■ Data for the task:
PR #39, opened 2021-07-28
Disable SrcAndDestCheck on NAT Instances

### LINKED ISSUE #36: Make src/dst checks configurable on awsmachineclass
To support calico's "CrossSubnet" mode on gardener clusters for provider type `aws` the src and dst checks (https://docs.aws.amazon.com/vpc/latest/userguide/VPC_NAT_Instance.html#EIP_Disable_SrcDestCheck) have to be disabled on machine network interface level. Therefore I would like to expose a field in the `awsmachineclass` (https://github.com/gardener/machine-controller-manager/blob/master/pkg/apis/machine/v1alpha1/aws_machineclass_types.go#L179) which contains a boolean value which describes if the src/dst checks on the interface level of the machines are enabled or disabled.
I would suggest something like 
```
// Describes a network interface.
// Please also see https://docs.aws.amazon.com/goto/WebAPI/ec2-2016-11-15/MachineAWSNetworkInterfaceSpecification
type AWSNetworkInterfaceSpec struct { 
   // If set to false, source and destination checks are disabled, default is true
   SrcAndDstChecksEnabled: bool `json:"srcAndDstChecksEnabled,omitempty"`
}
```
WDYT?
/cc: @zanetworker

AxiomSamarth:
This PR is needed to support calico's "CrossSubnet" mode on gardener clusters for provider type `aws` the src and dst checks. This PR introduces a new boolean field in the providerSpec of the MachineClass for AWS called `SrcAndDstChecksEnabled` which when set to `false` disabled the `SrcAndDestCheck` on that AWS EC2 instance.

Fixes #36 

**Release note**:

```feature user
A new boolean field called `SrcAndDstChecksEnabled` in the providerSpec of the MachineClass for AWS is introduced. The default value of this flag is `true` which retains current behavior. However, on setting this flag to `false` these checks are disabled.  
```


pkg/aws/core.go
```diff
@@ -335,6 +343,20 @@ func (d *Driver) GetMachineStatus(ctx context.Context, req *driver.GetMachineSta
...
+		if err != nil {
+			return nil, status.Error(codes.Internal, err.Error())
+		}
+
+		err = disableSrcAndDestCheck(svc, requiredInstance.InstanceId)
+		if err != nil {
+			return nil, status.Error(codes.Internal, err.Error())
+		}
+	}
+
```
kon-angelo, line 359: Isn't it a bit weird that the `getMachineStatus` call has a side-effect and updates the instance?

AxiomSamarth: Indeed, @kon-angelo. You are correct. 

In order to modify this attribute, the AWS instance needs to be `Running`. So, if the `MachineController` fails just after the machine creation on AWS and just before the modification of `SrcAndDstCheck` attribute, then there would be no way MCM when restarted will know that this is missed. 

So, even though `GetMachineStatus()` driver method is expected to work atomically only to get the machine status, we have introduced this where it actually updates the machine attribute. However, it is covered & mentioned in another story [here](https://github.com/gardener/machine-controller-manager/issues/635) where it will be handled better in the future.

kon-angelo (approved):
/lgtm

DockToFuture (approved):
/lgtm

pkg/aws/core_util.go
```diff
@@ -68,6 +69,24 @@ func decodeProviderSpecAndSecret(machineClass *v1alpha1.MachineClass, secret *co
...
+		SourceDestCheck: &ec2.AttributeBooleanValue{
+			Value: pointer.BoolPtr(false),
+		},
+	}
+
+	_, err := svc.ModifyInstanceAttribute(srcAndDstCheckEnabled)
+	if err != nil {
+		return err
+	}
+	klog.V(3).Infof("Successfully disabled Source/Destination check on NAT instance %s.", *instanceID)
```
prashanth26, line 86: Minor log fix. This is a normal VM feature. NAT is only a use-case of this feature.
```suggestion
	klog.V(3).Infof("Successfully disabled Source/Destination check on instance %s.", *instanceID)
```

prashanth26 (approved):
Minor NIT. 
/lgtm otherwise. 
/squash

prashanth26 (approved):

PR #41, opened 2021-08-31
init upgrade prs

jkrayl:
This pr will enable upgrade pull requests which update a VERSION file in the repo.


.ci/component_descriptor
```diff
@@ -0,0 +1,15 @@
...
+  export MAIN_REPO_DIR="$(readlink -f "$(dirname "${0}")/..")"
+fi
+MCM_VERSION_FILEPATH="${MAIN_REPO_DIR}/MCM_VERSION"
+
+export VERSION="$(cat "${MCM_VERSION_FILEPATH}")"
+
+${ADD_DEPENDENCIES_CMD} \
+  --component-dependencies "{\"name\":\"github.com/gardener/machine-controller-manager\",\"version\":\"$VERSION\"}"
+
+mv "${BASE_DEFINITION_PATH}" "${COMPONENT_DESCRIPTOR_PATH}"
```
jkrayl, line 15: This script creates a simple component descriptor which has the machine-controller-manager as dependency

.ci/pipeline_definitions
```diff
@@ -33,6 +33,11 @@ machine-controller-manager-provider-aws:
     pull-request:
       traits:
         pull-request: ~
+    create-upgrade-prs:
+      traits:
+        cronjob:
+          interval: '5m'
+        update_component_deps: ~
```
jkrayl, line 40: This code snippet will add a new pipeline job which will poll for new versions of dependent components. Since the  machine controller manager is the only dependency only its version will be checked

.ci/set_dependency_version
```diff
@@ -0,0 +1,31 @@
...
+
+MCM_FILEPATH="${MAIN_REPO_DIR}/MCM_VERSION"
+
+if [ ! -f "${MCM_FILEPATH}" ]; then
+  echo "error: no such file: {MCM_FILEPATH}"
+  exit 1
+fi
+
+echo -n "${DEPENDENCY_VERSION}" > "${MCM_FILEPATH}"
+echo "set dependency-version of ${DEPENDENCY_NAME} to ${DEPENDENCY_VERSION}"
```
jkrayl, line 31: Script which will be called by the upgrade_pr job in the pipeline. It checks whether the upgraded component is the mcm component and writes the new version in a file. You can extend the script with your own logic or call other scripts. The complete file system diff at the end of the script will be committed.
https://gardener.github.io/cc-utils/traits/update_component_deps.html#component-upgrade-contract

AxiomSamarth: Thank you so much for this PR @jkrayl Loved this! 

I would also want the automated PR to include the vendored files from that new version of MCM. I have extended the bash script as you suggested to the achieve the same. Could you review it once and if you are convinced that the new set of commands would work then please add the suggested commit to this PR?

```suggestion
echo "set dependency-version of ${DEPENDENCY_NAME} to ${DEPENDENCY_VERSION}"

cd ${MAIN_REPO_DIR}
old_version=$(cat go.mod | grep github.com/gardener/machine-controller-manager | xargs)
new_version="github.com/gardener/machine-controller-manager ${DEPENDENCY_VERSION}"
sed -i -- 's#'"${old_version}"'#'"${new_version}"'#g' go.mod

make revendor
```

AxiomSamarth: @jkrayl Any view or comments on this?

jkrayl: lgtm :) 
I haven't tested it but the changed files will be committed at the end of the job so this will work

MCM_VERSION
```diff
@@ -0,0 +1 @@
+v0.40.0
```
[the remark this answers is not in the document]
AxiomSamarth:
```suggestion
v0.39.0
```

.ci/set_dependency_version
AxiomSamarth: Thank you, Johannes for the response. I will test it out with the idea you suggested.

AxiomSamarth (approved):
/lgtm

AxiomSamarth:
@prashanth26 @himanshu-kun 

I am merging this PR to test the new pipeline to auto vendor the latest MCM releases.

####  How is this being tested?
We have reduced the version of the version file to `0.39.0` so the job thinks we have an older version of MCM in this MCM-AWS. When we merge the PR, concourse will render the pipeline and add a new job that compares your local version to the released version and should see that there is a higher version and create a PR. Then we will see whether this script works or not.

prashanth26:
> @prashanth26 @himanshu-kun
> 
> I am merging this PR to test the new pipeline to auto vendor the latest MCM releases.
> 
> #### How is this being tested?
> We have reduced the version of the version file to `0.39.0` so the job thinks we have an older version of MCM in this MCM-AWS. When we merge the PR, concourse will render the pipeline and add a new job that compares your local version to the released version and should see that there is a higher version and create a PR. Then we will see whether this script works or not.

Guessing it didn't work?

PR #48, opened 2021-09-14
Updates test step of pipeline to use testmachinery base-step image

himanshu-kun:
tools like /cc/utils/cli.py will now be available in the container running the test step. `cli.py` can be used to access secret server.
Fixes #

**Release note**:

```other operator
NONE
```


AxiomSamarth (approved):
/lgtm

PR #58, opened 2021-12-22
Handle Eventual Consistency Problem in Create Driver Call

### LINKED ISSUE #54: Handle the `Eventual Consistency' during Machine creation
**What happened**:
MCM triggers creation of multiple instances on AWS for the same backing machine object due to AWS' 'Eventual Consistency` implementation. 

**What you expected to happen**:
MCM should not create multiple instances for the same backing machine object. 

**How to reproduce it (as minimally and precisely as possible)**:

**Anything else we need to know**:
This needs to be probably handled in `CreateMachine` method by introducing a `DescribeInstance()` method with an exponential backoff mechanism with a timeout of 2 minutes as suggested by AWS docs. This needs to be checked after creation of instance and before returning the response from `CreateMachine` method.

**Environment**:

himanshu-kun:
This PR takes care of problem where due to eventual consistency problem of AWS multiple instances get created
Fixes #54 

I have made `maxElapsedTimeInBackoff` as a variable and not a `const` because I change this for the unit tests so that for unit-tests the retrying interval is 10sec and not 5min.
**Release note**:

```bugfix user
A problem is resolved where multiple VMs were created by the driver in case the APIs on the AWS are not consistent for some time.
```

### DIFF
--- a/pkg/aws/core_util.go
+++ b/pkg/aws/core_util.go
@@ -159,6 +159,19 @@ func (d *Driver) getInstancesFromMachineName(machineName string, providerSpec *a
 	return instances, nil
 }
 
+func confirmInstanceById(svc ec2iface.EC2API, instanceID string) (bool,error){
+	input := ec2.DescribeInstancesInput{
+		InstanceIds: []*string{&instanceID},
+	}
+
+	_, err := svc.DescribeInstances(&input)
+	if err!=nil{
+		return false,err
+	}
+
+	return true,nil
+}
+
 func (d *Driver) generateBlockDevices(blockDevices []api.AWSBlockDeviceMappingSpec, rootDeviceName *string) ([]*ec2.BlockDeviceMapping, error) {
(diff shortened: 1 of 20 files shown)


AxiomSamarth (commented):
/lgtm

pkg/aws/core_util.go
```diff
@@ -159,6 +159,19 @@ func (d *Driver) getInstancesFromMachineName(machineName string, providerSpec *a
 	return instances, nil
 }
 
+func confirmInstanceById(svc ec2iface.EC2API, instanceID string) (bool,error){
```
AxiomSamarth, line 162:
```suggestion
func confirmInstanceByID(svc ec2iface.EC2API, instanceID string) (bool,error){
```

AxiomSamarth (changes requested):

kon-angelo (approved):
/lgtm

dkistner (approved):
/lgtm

---

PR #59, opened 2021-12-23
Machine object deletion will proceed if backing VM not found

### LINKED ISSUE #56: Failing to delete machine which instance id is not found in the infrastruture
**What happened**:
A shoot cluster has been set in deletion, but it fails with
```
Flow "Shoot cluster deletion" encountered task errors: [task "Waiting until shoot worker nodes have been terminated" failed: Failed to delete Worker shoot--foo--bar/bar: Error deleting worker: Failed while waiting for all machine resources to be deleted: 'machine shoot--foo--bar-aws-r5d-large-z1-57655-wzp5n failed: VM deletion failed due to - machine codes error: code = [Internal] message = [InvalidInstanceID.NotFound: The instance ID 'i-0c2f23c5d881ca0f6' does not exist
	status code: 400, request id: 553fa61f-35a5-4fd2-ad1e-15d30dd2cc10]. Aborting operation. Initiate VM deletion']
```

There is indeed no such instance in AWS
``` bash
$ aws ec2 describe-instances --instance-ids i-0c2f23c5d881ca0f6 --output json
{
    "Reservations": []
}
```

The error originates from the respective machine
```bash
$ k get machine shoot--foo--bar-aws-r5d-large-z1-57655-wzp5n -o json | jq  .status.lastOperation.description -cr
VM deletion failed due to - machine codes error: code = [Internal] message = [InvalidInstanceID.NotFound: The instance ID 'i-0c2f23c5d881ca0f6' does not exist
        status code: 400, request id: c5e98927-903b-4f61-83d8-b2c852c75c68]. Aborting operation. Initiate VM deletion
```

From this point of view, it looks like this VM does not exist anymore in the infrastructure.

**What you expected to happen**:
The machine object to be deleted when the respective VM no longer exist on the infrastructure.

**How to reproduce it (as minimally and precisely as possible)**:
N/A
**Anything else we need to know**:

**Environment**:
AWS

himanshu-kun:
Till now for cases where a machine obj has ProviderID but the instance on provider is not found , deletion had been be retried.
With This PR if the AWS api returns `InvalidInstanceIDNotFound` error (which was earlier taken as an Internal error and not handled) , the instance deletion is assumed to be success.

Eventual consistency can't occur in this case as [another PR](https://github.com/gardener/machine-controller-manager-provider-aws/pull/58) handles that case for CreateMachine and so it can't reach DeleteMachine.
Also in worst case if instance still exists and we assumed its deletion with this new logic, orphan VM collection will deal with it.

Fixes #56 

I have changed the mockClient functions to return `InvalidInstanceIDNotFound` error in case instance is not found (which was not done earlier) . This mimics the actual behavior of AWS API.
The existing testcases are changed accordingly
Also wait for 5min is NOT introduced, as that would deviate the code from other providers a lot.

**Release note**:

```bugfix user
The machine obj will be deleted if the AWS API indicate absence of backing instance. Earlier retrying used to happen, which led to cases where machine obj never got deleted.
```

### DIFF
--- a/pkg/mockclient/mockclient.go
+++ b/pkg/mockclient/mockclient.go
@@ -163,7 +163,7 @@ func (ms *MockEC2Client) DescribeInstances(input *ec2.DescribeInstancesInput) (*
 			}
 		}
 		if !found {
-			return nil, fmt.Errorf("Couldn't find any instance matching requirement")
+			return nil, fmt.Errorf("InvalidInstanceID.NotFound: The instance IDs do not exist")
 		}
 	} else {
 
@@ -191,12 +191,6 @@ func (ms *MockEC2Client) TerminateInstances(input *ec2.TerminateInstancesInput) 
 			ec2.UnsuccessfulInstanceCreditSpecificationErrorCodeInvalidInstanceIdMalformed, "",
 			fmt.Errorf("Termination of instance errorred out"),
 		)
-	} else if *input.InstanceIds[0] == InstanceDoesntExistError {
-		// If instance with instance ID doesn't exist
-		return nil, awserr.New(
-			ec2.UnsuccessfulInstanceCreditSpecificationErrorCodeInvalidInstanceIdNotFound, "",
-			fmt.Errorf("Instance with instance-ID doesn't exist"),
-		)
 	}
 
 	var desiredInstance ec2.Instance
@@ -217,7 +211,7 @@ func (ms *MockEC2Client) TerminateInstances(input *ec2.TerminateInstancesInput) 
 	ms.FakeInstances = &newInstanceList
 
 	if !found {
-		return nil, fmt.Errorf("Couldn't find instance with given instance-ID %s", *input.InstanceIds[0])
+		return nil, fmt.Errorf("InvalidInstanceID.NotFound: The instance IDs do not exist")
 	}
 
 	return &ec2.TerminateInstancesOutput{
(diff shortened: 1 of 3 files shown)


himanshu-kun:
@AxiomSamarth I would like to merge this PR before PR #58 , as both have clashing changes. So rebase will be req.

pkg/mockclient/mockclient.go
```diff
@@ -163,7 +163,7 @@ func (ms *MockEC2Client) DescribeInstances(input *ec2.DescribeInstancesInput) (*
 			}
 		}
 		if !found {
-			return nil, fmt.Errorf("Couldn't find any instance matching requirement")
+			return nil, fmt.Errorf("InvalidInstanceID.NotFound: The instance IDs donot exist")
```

■ Exercise prompt:
Using the records above, restate word for word the lines from the one with "PR #39, opened 2021-07-28" through the one with "kon-angelo, line 359: Isn't", both included.

■ Response:
PR #39, opened 2021-07-28
Disable SrcAndDestCheck on NAT Instances

### LINKED ISSUE #36: Make src/dst checks configurable on awsmachineclass
To support calico's "CrossSubnet" mode on gardener clusters for provider type `aws` the src and dst checks (https://docs.aws.amazon.com/vpc/latest/userguide/VPC_NAT_Instance.html#EIP_Disable_SrcDestCheck) have to be disabled on machine network interface level. Therefore I would like to expose a field in the `awsmachineclass` (https://github.com/gardener/machine-controller-manager/blob/master/pkg/apis/machine/v1alpha1/aws_machineclass_types.go#L179) which contains a boolean value which describes if the src/dst checks on the interface level of the machines are enabled or disabled.
I would suggest something like 
```
// Describes a network interface.
// Please also see https://docs.aws.amazon.com/goto/WebAPI/ec2-2016-11-15/MachineAWSNetworkInterfaceSpecification
type AWSNetworkInterfaceSpec struct { 
   // If set to false, source and destination checks are disabled, default is true
   SrcAndDstChecksEnabled: bool `json:"srcAndDstChecksEnabled,omitempty"`
}
```
WDYT?
/cc: @zanetworker

AxiomSamarth:
This PR is needed to support calico's "CrossSubnet" mode on gardener clusters for provider type `aws` the src and dst checks. This PR introduces a new boolean field in the providerSpec of the MachineClass for AWS called `SrcAndDstChecksEnabled` which when set to `false` disabled the `SrcAndDestCheck` on that AWS EC2 instance.

Fixes #36 

**Release note**:

```feature user
A new boolean field called `SrcAndDstChecksEnabled` in the providerSpec of the MachineClass for AWS is introduced. The default value of this flag is `true` which retains current behavior. However, on setting this flag to `false` these checks are disabled.  
```


pkg/aws/core.go
```diff
@@ -335,6 +343,20 @@ func (d *Driver) GetMachineStatus(ctx context.Context, req *driver.GetMachineSta
...
+		if err != nil {
+			return nil, status.Error(codes.Internal, err.Error())
+		}
+
+		err = disableSrcAndDestCheck(svc, requiredInstance.InstanceId)
+		if err != nil {
+			return nil, status.Error(codes.Internal, err.Error())
+		}
+	}
+
```
kon-angelo, line 359: Isn't it a bit weird that the `getMachineStatus` call has a side-effect and updates the instance?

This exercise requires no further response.